◆ PROVIDED RECORDS:
-------------------------
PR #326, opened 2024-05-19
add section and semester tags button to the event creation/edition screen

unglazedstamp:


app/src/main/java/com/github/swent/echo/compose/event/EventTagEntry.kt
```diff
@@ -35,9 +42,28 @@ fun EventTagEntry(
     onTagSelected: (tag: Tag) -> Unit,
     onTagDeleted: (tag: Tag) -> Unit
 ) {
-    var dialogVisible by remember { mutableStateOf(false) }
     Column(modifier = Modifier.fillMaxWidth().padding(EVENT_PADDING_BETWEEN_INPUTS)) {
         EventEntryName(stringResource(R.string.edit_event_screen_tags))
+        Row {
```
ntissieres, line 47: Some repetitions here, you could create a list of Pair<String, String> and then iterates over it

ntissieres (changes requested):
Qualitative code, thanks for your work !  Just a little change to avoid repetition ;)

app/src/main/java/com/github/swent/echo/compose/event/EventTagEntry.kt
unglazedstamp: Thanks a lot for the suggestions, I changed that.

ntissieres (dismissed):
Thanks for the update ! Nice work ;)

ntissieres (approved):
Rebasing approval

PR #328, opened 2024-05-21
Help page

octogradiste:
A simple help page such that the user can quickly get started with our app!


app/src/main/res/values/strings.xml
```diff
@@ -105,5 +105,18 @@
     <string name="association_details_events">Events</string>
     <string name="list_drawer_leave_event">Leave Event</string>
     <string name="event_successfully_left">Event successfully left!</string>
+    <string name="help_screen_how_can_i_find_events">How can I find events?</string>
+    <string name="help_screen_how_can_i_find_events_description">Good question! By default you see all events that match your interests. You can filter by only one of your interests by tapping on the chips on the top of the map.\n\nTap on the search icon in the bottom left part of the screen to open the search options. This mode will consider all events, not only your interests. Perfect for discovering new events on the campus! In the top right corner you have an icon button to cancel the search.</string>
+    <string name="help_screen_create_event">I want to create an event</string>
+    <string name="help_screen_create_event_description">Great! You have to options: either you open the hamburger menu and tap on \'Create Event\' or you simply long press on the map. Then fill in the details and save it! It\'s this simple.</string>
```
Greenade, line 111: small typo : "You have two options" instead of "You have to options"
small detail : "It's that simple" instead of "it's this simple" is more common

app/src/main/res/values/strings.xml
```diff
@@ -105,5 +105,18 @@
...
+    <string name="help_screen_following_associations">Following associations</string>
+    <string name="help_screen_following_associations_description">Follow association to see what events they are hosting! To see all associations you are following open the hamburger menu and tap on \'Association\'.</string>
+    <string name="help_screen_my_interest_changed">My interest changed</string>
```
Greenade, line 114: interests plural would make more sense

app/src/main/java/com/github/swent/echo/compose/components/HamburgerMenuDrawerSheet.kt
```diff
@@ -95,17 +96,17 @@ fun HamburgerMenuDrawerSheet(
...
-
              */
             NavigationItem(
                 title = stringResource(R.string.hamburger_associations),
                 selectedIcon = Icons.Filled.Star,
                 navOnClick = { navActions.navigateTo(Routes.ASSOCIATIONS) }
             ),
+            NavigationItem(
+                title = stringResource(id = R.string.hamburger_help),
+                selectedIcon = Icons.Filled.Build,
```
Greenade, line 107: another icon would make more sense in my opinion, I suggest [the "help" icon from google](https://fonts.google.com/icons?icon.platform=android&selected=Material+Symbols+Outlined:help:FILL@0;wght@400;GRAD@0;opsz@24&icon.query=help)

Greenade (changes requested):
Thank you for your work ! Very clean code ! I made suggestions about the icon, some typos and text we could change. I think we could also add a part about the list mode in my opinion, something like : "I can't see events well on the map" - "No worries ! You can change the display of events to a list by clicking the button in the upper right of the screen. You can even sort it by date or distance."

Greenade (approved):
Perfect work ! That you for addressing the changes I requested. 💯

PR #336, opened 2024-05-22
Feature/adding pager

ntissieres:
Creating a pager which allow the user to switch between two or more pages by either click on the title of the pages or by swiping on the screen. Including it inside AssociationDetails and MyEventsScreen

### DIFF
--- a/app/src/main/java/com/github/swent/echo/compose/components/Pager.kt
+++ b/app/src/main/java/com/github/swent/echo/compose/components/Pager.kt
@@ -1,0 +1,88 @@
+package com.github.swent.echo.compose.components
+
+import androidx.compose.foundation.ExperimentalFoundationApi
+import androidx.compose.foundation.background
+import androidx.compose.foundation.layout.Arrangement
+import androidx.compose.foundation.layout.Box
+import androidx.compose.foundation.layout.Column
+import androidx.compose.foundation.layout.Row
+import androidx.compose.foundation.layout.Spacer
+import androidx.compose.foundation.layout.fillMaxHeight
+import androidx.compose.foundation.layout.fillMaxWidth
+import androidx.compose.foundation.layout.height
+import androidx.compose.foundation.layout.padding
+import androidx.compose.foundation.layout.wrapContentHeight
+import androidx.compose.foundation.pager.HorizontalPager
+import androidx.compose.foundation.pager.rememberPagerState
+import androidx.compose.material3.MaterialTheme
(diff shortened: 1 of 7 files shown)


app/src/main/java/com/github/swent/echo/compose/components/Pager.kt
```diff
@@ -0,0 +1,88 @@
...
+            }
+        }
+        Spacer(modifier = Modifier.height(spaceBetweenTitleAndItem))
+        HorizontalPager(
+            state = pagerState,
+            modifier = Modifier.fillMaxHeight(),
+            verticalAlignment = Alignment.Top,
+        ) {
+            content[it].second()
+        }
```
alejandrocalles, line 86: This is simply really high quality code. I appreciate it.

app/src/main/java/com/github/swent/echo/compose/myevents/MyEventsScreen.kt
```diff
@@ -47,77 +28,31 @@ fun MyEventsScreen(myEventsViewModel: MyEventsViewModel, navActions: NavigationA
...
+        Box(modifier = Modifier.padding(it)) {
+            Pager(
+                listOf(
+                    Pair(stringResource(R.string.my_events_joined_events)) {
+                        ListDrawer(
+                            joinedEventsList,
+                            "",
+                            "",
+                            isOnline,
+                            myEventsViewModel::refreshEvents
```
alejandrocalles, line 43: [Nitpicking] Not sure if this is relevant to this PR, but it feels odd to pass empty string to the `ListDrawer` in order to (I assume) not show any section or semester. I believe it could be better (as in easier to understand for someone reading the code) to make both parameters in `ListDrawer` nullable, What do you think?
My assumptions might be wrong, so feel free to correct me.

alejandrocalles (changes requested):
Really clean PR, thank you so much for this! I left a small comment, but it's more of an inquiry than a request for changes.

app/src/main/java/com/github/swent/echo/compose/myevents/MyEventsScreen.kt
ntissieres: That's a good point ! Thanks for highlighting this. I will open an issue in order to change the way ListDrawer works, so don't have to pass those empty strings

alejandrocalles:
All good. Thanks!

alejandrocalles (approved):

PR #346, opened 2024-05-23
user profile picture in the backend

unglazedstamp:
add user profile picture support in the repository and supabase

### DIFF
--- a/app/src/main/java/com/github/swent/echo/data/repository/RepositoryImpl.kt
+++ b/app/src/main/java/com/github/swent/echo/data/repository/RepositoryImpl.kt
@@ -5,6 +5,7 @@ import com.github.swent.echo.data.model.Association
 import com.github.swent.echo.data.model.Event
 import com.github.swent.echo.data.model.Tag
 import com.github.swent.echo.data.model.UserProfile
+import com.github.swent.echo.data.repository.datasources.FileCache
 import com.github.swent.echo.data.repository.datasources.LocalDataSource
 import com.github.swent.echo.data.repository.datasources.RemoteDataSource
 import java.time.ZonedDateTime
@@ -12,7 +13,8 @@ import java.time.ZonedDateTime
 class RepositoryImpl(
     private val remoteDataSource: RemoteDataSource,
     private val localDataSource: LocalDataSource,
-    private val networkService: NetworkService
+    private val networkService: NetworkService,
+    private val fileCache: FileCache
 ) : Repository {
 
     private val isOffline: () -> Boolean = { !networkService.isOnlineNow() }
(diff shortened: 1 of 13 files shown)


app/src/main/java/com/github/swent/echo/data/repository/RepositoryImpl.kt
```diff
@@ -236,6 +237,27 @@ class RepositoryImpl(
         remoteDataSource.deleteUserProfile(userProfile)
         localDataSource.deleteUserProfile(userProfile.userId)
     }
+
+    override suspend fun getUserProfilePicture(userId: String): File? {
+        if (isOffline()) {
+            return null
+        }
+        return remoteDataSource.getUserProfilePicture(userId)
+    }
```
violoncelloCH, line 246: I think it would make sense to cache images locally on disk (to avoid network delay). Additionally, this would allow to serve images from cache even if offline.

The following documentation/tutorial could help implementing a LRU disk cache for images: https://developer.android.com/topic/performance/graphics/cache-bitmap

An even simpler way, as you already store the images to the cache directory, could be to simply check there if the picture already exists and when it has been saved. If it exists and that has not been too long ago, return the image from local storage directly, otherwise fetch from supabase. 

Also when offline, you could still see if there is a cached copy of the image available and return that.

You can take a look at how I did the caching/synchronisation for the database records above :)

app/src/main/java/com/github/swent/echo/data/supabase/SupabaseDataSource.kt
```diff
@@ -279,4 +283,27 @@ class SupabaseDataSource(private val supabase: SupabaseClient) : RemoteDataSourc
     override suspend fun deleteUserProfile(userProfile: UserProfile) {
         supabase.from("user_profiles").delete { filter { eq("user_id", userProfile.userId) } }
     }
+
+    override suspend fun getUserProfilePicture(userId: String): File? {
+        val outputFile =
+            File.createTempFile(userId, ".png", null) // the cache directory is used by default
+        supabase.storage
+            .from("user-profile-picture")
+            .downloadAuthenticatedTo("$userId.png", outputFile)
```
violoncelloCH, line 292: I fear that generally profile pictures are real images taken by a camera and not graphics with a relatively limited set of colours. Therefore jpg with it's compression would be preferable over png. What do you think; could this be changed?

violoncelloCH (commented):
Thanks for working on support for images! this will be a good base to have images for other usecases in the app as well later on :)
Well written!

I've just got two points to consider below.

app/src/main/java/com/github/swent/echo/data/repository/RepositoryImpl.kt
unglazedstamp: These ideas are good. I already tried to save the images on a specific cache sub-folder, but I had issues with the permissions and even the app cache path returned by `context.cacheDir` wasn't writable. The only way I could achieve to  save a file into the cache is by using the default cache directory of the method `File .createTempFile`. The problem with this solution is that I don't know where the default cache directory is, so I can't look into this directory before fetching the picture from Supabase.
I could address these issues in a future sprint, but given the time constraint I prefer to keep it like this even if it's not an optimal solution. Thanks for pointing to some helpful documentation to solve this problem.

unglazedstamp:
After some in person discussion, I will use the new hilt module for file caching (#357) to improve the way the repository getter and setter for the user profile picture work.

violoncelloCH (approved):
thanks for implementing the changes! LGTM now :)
-------------------------
◆ EXERCISE BRIEF: Each line above that contains the word "small" should be returned.

◆ SOLUTION TO THE PROBLEM:
Greenade, line 111: small typo : "You have two options" instead of "You have to options"
small detail : "It's that simple" instead of "it's this simple" is more common
Really clean PR, thank you so much for this! I left a small comment, but it's more of an inquiry than a request for changes.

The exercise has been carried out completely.